*** Begin section ***
PR #365, opened 2020-02-10
fix(external-link): add a11y and attributes tests, remove snapshots

jendowns:
## Proposed changes

- add a11y test, add test for custom class and extra attributes
- remove snapshot tests, as they are no longer needed


jendowns:
Thanks @SimonFinney I just added specific tests for `children` and `href` props 👍

PR #368, opened 2020-02-11
fix(pill): update tests, remove old snapshots

jendowns:
## Proposed changes

- add a11y test, custom class name test, and test to make sure the `Pill` is non-interactive
- remove old snapshots


src/components/Pill/__tests__/Pill.spec.js
```diff
@@ -1,21 +1,51 @@
...
+import { render } from '@testing-library/react';
 import React from 'react';
+import userEvent from '@testing-library/user-event';
 
-import Pill from '../';
+import { Pill } from '../../..';
 
-describe('Pill', () => {
-  let pill;
+describe('PanelV2', () => {
```
SimonFinney:
```suggestion
describe('Pill', () => {
```

src/components/Pill/__tests__/Pill.spec.js
```diff
@@ -1,21 +1,51 @@
...
+    const main = document.createElement('main');
+    render(<Pill value="127.0.0.1" type="IP" />, {
+      // DAP requires a landmark '<main>' in the DOM:
+      container: document.body.appendChild(main),
+    });
+    await expect(document.body).toHaveNoAxeViolations();
+    await expect(document.body).toHaveNoDAPViolations('Pill');
+  });
+
+  test('should add a custom class', () => {
```
SimonFinney: 👏Good! I believe we'll also need tests that verify the `inline`, `type`, and `value` props

src/components/Pill/__tests__/Pill.spec.js
```diff
@@ -1,21 +1,51 @@
...
+        <Pill value="127.0.0.1" type="IP" />
+        <button>test button</button>
+      </div>
+    );
+
+    userEvent.tab();
+
+    // Expect only the extra test button to be interactive:
+    expect(getByText(/127.0.0.1/i).parentNode).not.toHaveFocus();
+    expect(getByText(/test button/i)).toHaveFocus();
```
SimonFinney: Great! I think we can end the assertion here 💯

src/components/Pill/__tests__/Pill.spec.js
jendowns: 🤔 `inline` & `type` don't change... seems more appropriate to check in the `Decorator` anyway?
Also, `value` is included in every text but I can make a specific one...

src/components/Pill/__tests__/Pill.spec.js
jendowns: Hmm I don't agree. How can we be sure that order isn't at play here somehow, unless we do a complete loop?

src/components/Pill/__tests__/Pill.spec.js
jendowns: Actually about `value`,  think of it this way:

I'm querying `getByText(/127.0.0.1/i)` multiple times. It wouldn't work if the `value` prop wasn't working as expected. 👍 In this way, checking what the user sees is already demonstrating the functionality/internals of the component.

jendowns:
@SimonFinney I believe I addressed your feedback above 👍

src/components/Pill/__tests__/Pill.spec.js
SimonFinney: Would you mind elaborating on what you mean by the order? Initially, this felt redundant due to the `button` being placed after the `Pill` in the render.

src/components/Pill/__tests__/Pill.spec.js
SimonFinney: The reason I'm calling these out is that they're props that can be provided and configured by consumers, but I feel like this again goes back to this grey area where we're still defining our boundaries when passing props down to a child component! 

If a consumer applies the `inline` prop at the `Pill` level, I believe that needs to be verified as passed-through correctly? I think it's safe to disregard something like the `noIcon` prop we apply to the `Decorator` from the `Pill` because it's not reliant on consumer logic.

I would be more comfortable if we had explicit tests for something like `value` because if for some reason we decide to change the `getByText` query in any of the other assertions, we're no longer ensuring the prop works as expected.

Let me know your thoughts on the above!

src/components/Pill/__tests__/Pill.spec.js
jendowns: Honestly not sure what I meant here. 👍 I'll remove it.

jendowns:
Thanks @SimonFinney I just applied your feedback above 👍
*** End section ***
Please output only the lines from the first line of the entries through the line with "don't change... seems", both included, exactly as written.

## [Answer to this task]
PR #365, opened 2020-02-10
fix(external-link): add a11y and attributes tests, remove snapshots

jendowns:
## Proposed changes

- add a11y test, add test for custom class and extra attributes
- remove snapshot tests, as they are no longer needed


jendowns:
Thanks @SimonFinney I just added specific tests for `children` and `href` props 👍

PR #368, opened 2020-02-11
fix(pill): update tests, remove old snapshots

jendowns:
## Proposed changes

- add a11y test, custom class name test, and test to make sure the `Pill` is non-interactive
- remove old snapshots


src/components/Pill/__tests__/Pill.spec.js
```diff
@@ -1,21 +1,51 @@
...
+import { render } from '@testing-library/react';
 import React from 'react';
+import userEvent from '@testing-library/user-event';
 
-import Pill from '../';
+import { Pill } from '../../..';
 
-describe('Pill', () => {
-  let pill;
+describe('PanelV2', () => {
```
SimonFinney:
```suggestion
describe('Pill', () => {
```

src/components/Pill/__tests__/Pill.spec.js
```diff
@@ -1,21 +1,51 @@
...
+    const main = document.createElement('main');
+    render(<Pill value="127.0.0.1" type="IP" />, {
+      // DAP requires a landmark '<main>' in the DOM:
+      container: document.body.appendChild(main),
+    });
+    await expect(document.body).toHaveNoAxeViolations();
+    await expect(document.body).toHaveNoDAPViolations('Pill');
+  });
+
+  test('should add a custom class', () => {
```
SimonFinney: 👏Good! I believe we'll also need tests that verify the `inline`, `type`, and `value` props

src/components/Pill/__tests__/Pill.spec.js
```diff
@@ -1,21 +1,51 @@
...
+        <Pill value="127.0.0.1" type="IP" />
+        <button>test button</button>
+      </div>
+    );
+
+    userEvent.tab();
+
+    // Expect only the extra test button to be interactive:
+    expect(getByText(/127.0.0.1/i).parentNode).not.toHaveFocus();
+    expect(getByText(/test button/i)).toHaveFocus();
```
SimonFinney: Great! I think we can end the assertion here 💯

src/components/Pill/__tests__/Pill.spec.js
jendowns: 🤔 `inline` & `type` don't change... seems more appropriate to check in the `Decorator` anyway?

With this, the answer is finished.